PR #12079, opened 2022-07-11
`std.Progress`: fix inaccurate line truncation and use optimal max terminal width

### LINKED ISSUE #12024: `std.Progress`: possible simplifications and ideas
After discovering `std.Progress` today I noticed that this is how it's resetting the terminal cursor
to the column where the cursor was before the line was written and how it's clearing that line: https://github.com/ziglang/zig/blob/master/lib/std/Progress.zig#L206-L254

All this could be greatly simplified by printing `'\r'` which in terminals always resets the cursor to column 0. This works on Windows too. So when you print `"hello world\rworld"`, it will print as `world world`!
As for the clearing of the previous content, let's say we have `hello world` on the terminal but now we want to show only `hello` on the same line. We would simply print `"\rhello"` + 6 more spaces to erase ` world` too.
All this would greatly simplify the code and avoid escape sequences altogether. It'd be much more portable and reliable. It would also no longer require any special casing for Windows. Performance and printing speed might improve too.

Now I would really like to implement this but the problem I have is that doing it this way will no longer allow printing multiple progresses on the same row or else it'll look messed up. This would no longer be possible:
```
Test [1/1] test "basic functionality"... [3/100] climbing towers [3/5]
```
so it'd have to be like this:
```
Test [1/1] test "basic functionality"...
[3/100] climbing towers [3/5]
```

I'd specifically be interested to hear an opinion from the original designer of `std.Progress`, @andrewrk.

Other things I would like to do include

* Adding an option to the compiler to disable the progress bar/any output during compilation (does this already exist?)
* Removing the space after the ellipsis (this would make the most sense when we go with my idea above of allowing only one progress per row in order to simplify the code using `'\r'`)
* Adding an actual loading bar-looking thing like this?
  ```
  [=====     ] [50/100] reticulating splines [5/5]
  ```
There are a lot of flashy CLI libs etc. out there that make use of Unicode characters and stuff to make the their loading bars look really cool (think [box-drawing characters](https://en.wikipedia.org/wiki/Box-drawing_character) etc.) but I think we should limit ourselves to ASCII characters here to make sure it works in as many environments as possible because not all Unicode characters are supported everywhere. Also, I don't think doing this provides any actual value so I think these fancy loading bars are probably best left to some external library and we should keep the current progress bar design.

r00ster91:
I really had a lot of attempts at this and I think this might be the best one so far. I think there's still some things to improve but this is definitely a start.

Output now fits nicely on pretty much any terminal width (well, not if it's >256 though, but that limit can easily be bumped):
image

Here's another common issue that I think Andrew described in https://github.com/ziglang/zig/issues/12024#issuecomment-1176803566:

image

That issue seems to be fixed now; here's a compilation on a terminal with a very small width:

https://user-images.githubusercontent.com/35064754/178335637-3a187e07-9cc9-4cc5-9ac3-45bda66ebc95.mp4

It succeeds with nothing left on the terminal.

Closes #12024

### DIFF
--- a/lib/std/Progress.zig
+++ b/lib/std/Progress.zig
@@ -290,8 +290,7 @@ fn refreshWithHeldLock(self: *Progress) void {
     var end: usize = 0;
     if (self.columns_written > 0) {
         // restore the cursor position by moving the cursor
-        // `columns_written` cells to the left, then clear the rest of the
-        // line
+        // `columns_written` cells to the left, then clear the rest of the line
         if (self.supports_ansi_escape_codes) {
             end += (std.fmt.bufPrint(self.output_buffer_slice[end..], "\x1b[{d}D", .{self.columns_written}) catch unreachable).len;
             end += (std.fmt.bufPrint(self.output_buffer_slice[end..], "\x1b[0K", .{}) catch unreachable).len;
@@ -343,9 +342,8 @@ fn refreshWithHeldLock(self: *Progress) void {
         self.columns_written = 0;
     }
 
-    // from here on we will print printable characters.
-    // make sure the unprintable characters we printed don't affect when we truncate the line
-    // in `bufWrite`.
+    // from here on we will write printable characters. we also make sure the unprintable characters
+    // we possibly wrote previously don't affect whether we truncate the line in `bufWrite`.
     const unprintables = end;
     end = 0;
     self.output_buffer_slice = self.output_buffer[unprintables .. unprintables + self.max_width.?];
--- a/lib/std/Progress.zig
+++ b/lib/std/Progress.zig
@@ -17,6 +17,7 @@ const windows = std.os.windows;
 const testing = std.testing;
 const assert = std.debug.assert;
 const os = std.os;
+const time = std.time;
 const Progress = @This();
 
 /// `null` if the current node (and its children) should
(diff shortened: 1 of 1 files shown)


lib/std/Progress.zig
```diff
@@ -164,11 +197,64 @@ pub fn start(self: *Progress, name: []const u8, estimated_total_items: usize) *N
...
+        const original_termios = try os.tcgetattr(file.handle);
+        var new_termios = original_termios;
+        new_termios.lflag &= ~(os.linux.ECHO | os.linux.ICANON);
+        try os.tcsetattr(file.handle, .NOW, new_termios);
+        defer os.tcsetattr(file.handle, .NOW, original_termios) catch {
+            // Sorry for ruining your terminal
+        };
+
+        try file.writeAll("\x1b[6n");
+        var buf: ["\x1b[256;256R".len]u8 = undefined;
```
daurnimator, line 240: These escapes are *not* portable (nor ascii as the doc-comment of the file suggests).
Getting these is why you need terminfo (rebutting https://github.com/ziglang/zig/issues/2931#issuecomment-1181882214)

r00ster91: It seems to be widely supported: https://terminalguide.namepad.de/seq/csi_sn-6/
Can you elaborate on how this escape sequence is not portable for terminal emulators for Linux?

r00ster91: > Terminals are more than just linux.

That's what the TODO comment above is for. This PR implements focuses on Linux and Windows.

> the terminal might be connecting over ssh/telnet/serial and you need to know the escapes for some other system

Sounds like a pretty advanced use case. This applies to a lot of cases (like simply invoking some `zig` command that causes colored output and such) and solving that seems to be out of scope of this PR. If you think this is an issue, you can open an issue for it but I'm guessing the majority of users won't face such issues.

andrewrk:
Thanks for the deep dive into this problem!

andrewrk:
This did not solve the problem of resizing the terminal window while progress is being printed:

image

§ §

> _Task to carry out_: Print the whole listing again, exactly.

> _Output of the exercise_:
PR #12079, opened 2022-07-11
`std.Progress`: fix inaccurate line truncation and use optimal max terminal width

### LINKED ISSUE #12024: `std.Progress`: possible simplifications and ideas
After discovering `std.Progress` today I noticed that this is how it's resetting the terminal cursor
to the column where the cursor was before the line was written and how it's clearing that line: https://github.com/ziglang/zig/blob/master/lib/std/Progress.zig#L206-L254

All this could be greatly simplified by printing `'\r'` which in terminals always resets the cursor to column 0. This works on Windows too. So when you print `"hello world\rworld"`, it will print as `world world`!
As for the clearing of the previous content, let's say we have `hello world` on the terminal but now we want to show only `hello` on the same line. We would simply print `"\rhello"` + 6 more spaces to erase ` world` too.
All this would greatly simplify the code and avoid escape sequences altogether. It'd be much more portable and reliable. It would also no longer require any special casing for Windows. Performance and printing speed might improve too.

Now I would really like to implement this but the problem I have is that doing it this way will no longer allow printing multiple progresses on the same row or else it'll look messed up. This would no longer be possible:
```
Test [1/1] test "basic functionality"... [3/100] climbing towers [3/5]
```
so it'd have to be like this:
```
Test [1/1] test "basic functionality"...
[3/100] climbing towers [3/5]
```

I'd specifically be interested to hear an opinion from the original designer of `std.Progress`, @andrewrk.

Other things I would like to do include

* Adding an option to the compiler to disable the progress bar/any output during compilation (does this already exist?)
* Removing the space after the ellipsis (this would make the most sense when we go with my idea above of allowing only one progress per row in order to simplify the code using `'\r'`)
* Adding an actual loading bar-looking thing like this?
  ```
  [=====     ] [50/100] reticulating splines [5/5]
  ```
There are a lot of flashy CLI libs etc. out there that make use of Unicode characters and stuff to make the their loading bars look really cool (think [box-drawing characters](https://en.wikipedia.org/wiki/Box-drawing_character) etc.) but I think we should limit ourselves to ASCII characters here to make sure it works in as many environments as possible because not all Unicode characters are supported everywhere. Also, I don't think doing this provides any actual value so I think these fancy loading bars are probably best left to some external library and we should keep the current progress bar design.

r00ster91:
I really had a lot of attempts at this and I think this might be the best one so far. I think there's still some things to improve but this is definitely a start.

Output now fits nicely on pretty much any terminal width (well, not if it's >256 though, but that limit can easily be bumped):
image

Here's another common issue that I think Andrew described in https://github.com/ziglang/zig/issues/12024#issuecomment-1176803566:

image

That issue seems to be fixed now; here's a compilation on a terminal with a very small width:

https://user-images.githubusercontent.com/35064754/178335637-3a187e07-9cc9-4cc5-9ac3-45bda66ebc95.mp4

It succeeds with nothing left on the terminal.

Closes #12024

### DIFF
--- a/lib/std/Progress.zig
+++ b/lib/std/Progress.zig
@@ -290,8 +290,7 @@ fn refreshWithHeldLock(self: *Progress) void {
     var end: usize = 0;
     if (self.columns_written > 0) {
         // restore the cursor position by moving the cursor
-        // `columns_written` cells to the left, then clear the rest of the
-        // line
+        // `columns_written` cells to the left, then clear the rest of the line
         if (self.supports_ansi_escape_codes) {
             end += (std.fmt.bufPrint(self.output_buffer_slice[end..], "\x1b[{d}D", .{self.columns_written}) catch unreachable).len;
             end += (std.fmt.bufPrint(self.output_buffer_slice[end..], "\x1b[0K", .{}) catch unreachable).len;
@@ -343,9 +342,8 @@ fn refreshWithHeldLock(self: *Progress) void {
         self.columns_written = 0;
     }
 
-    // from here on we will print printable characters.
-    // make sure the unprintable characters we printed don't affect when we truncate the line
-    // in `bufWrite`.
+    // from here on we will write printable characters. we also make sure the unprintable characters
+    // we possibly wrote previously don't affect whether we truncate the line in `bufWrite`.
     const unprintables = end;
     end = 0;
     self.output_buffer_slice = self.output_buffer[unprintables .. unprintables + self.max_width.?];
--- a/lib/std/Progress.zig
+++ b/lib/std/Progress.zig
@@ -17,6 +17,7 @@ const windows = std.os.windows;
 const testing = std.testing;
 const assert = std.debug.assert;
 const os = std.os;
+const time = std.time;
 const Progress = @This();
 
 /// `null` if the current node (and its children) should
(diff shortened: 1 of 1 files shown)


lib/std/Progress.zig
```diff
@@ -164,11 +197,64 @@ pub fn start(self: *Progress, name: []const u8, estimated_total_items: usize) *N
...
+        const original_termios = try os.tcgetattr(file.handle);
+        var new_termios = original_termios;
+        new_termios.lflag &= ~(os.linux.ECHO | os.linux.ICANON);
+        try os.tcsetattr(file.handle, .NOW, new_termios);
+        defer os.tcsetattr(file.handle, .NOW, original_termios) catch {
+            // Sorry for ruining your terminal
+        };
+
+        try file.writeAll("\x1b[6n");
+        var buf: ["\x1b[256;256R".len]u8 = undefined;
```
daurnimator, line 240: These escapes are *not* portable (nor ascii as the doc-comment of the file suggests).
Getting these is why you need terminfo (rebutting https://github.com/ziglang/zig/issues/2931#issuecomment-1181882214)

r00ster91: It seems to be widely supported: https://terminalguide.namepad.de/seq/csi_sn-6/
Can you elaborate on how this escape sequence is not portable for terminal emulators for Linux?

r00ster91: > Terminals are more than just linux.

That's what the TODO comment above is for. This PR implements focuses on Linux and Windows.

> the terminal might be connecting over ssh/telnet/serial and you need to know the escapes for some other system

Sounds like a pretty advanced use case. This applies to a lot of cases (like simply invoking some `zig` command that causes colored output and such) and solving that seems to be out of scope of this PR. If you think this is an issue, you can open an issue for it but I'm guessing the majority of users won't face such issues.

andrewrk:
Thanks for the deep dive into this problem!

andrewrk:
This did not solve the problem of resizing the terminal window while progress is being printed:

image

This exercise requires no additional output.